**Exercise aim:** Set every record down again, identical to the original.

**Supplied records:**
————

PR #298, opened 2026-08-15
snarky-kimchi: the endoMul gadget — [s]·T with s the EndoScalar decode, sound and complete

martyall:
The EndoMul slice, five commits: the gadget, its constraint semantics, and the law family proving the defining equation in both directions — the gadget's output is `[s]·T` with `(s : F) = EndoScalar.toField crumbs λ` and the scalar as the crumbs' `nReconstruct`. EndoMul multiplies by exactly the scalar EndoScalar decodes, one shared crumb list, both directions from the gate-semantics source.

## The gadget (d44a1790)

`Snarky.Kimchi.endoMul eb rounds g scalar`, the port of PS `endo` (OCaml `Pickles.Step_main_inputs.Ops.endo`): the bulk MSB-first bit witness, the sealed `β·x` and two `addFast .checkFinite` building `P₀ = [2](g + φ(g))`, one eight-variable witness per GLV round via the gate's own `build`, the scalar pin, one `endoMul` constraint. Corpus 24/24 including `endo_mul_step_circuit` with raw per-cell variable ids.

## The semantics (b6d8ebdd)

`.endoMul` reads as a SUCCESSOR CHAIN: each round is the verified gate at the payload's endo coefficient, its output cells taken from the next round's `p`/`nAcc` values, the last round's from the payload finals — the two-row gate's next-row read, value-level. The payload carries `endo : F` as parameter data (reduce ignores it — corpus-neutral), and the gate gains `ok`/`ok_iff`. The successor-read design makes the laws' row threading definitional: a round's output cells and its successor's input cells are the same variables.

## Soundness (1ba44e5d)

Kimchi factoring first: `endoMul_off` extracts the capstone composed with `accumulator_chain`, generic over the off-targets fact — `pallas/vesta_endoMul` become two-line instantiations; `chain_nAcc` reads the final register as `nReconstruct` of the run's crumbs; `crumbList` is publicized with validity/length lemmas; the VarBaseMul toolkit gains `y_ne_zero_of_odd_order`. Then `endoMul_spec` (generic over field + off + eigenvalue) with deployed corollaries `endoMul_spec_pallas/vesta`. The gadget layer contributes wiring only: the cons-shaped threaded extraction, self-reads making the threading rfl, and the init chain through `sealVar_spec` + the new `addFast_checkFinite_spec` (the pinned-mode soundness form; `addFastTail_spec` now records the returned flag).

## The produce chain (2def8078)

`chainBuild` threads the gate's canonical row from the init accumulator, and `chain_complete` (+ `pallas/vesta_chain_complete`) certifies every row of the honest walk, generic over off. The non-degeneracy is PRODUCED forward rather than read off an accepted run: `window_produce_core` drives `secant_add` twice through `stepWindow`'s own formulas — an affine point is never zero, and the negation cases are priced by `combo_ne_zero` (a positive bounded two-base combination shifted into off's forbidden set).

## Completeness (440ae754)

`endoMul_complete_spec_pallas/vesta`, deployed-only as the preconditions collapse only at Pasta: on a readable in-range faithful scalar and a readable on-curve base, the honest run accepts and the returned point reads as `[s]·T` at the scalar's canonical crumbs. The loop invariant identifies the run with `chainBuild` and carries the successor chain's check with the current row's inputs as its finals; per-round acceptance is the produce chain's; the register pin is `chain_nAcc` through the new bit-to-crumb bridge `crumbList_ofBits` (the testBit-MSB stream IS `crumbsOf`); the point grant is `endoMul_off` at the walk.

## Trust-surface notes for review

- The snarky axiom gate gains `deployedRoots`: the four deployed-at-Pasta laws may carry the certified upstream `native_decide` witnesses, discriminated by defining module exactly as kimchi's gate does; all 117 other roots stay pure core Lean.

————

**Answer for the task:**
PR #298, opened 2026-08-15
snarky-kimchi: the endoMul gadget — [s]·T with s the EndoScalar decode, sound and complete

martyall:
The EndoMul slice, five commits: the gadget, its constraint semantics, and the law family proving the defining equation in both directions — the gadget's output is `[s]·T` with `(s : F) = EndoScalar.toField crumbs λ` and the scalar as the crumbs' `nReconstruct`. EndoMul multiplies by exactly the scalar EndoScalar decodes, one shared crumb list, both directions from the gate-semantics source.

## The gadget (d44a1790)

`Snarky.Kimchi.endoMul eb rounds g scalar`, the port of PS `endo` (OCaml `Pickles.Step_main_inputs.Ops.endo`): the bulk MSB-first bit witness, the sealed `β·x` and two `addFast .checkFinite` building `P₀ = [2](g + φ(g))`, one eight-variable witness per GLV round via the gate's own `build`, the scalar pin, one `endoMul` constraint. Corpus 24/24 including `endo_mul_step_circuit` with raw per-cell variable ids.

## The semantics (b6d8ebdd)

`.endoMul` reads as a SUCCESSOR CHAIN: each round is the verified gate at the payload's endo coefficient, its output cells taken from the next round's `p`/`nAcc` values, the last round's from the payload finals — the two-row gate's next-row read, value-level. The payload carries `endo : F` as parameter data (reduce ignores it — corpus-neutral), and the gate gains `ok`/`ok_iff`. The successor-read design makes the laws' row threading definitional: a round's output cells and its successor's input cells are the same variables.

## Soundness (1ba44e5d)

Kimchi factoring first: `endoMul_off` extracts the capstone composed with `accumulator_chain`, generic over the off-targets fact — `pallas/vesta_endoMul` become two-line instantiations; `chain_nAcc` reads the final register as `nReconstruct` of the run's crumbs; `crumbList` is publicized with validity/length lemmas; the VarBaseMul toolkit gains `y_ne_zero_of_odd_order`. Then `endoMul_spec` (generic over field + off + eigenvalue) with deployed corollaries `endoMul_spec_pallas/vesta`. The gadget layer contributes wiring only: the cons-shaped threaded extraction, self-reads making the threading rfl, and the init chain through `sealVar_spec` + the new `addFast_checkFinite_spec` (the pinned-mode soundness form; `addFastTail_spec` now records the returned flag).

## The produce chain (2def8078)

`chainBuild` threads the gate's canonical row from the init accumulator, and `chain_complete` (+ `pallas/vesta_chain_complete`) certifies every row of the honest walk, generic over off. The non-degeneracy is PRODUCED forward rather than read off an accepted run: `window_produce_core` drives `secant_add` twice through `stepWindow`'s own formulas — an affine point is never zero, and the negation cases are priced by `combo_ne_zero` (a positive bounded two-base combination shifted into off's forbidden set).

## Completeness (440ae754)

`endoMul_complete_spec_pallas/vesta`, deployed-only as the preconditions collapse only at Pasta: on a readable in-range faithful scalar and a readable on-curve base, the honest run accepts and the returned point reads as `[s]·T` at the scalar's canonical crumbs. The loop invariant identifies the run with `chainBuild` and carries the successor chain's check with the current row's inputs as its finals; per-round acceptance is the produce chain's; the register pin is `chain_nAcc` through the new bit-to-crumb bridge `crumbList_ofBits` (the testBit-MSB stream IS `crumbsOf`); the point grant is `endoMul_off` at the walk.

## Trust-surface notes for review

- The snarky axiom gate gains `deployedRoots`: the four deployed-at-Pasta laws may carry the certified upstream `native_decide` witnesses, discriminated by defining module exactly as kimchi's gate does; all 117 other roots stay pure core Lean.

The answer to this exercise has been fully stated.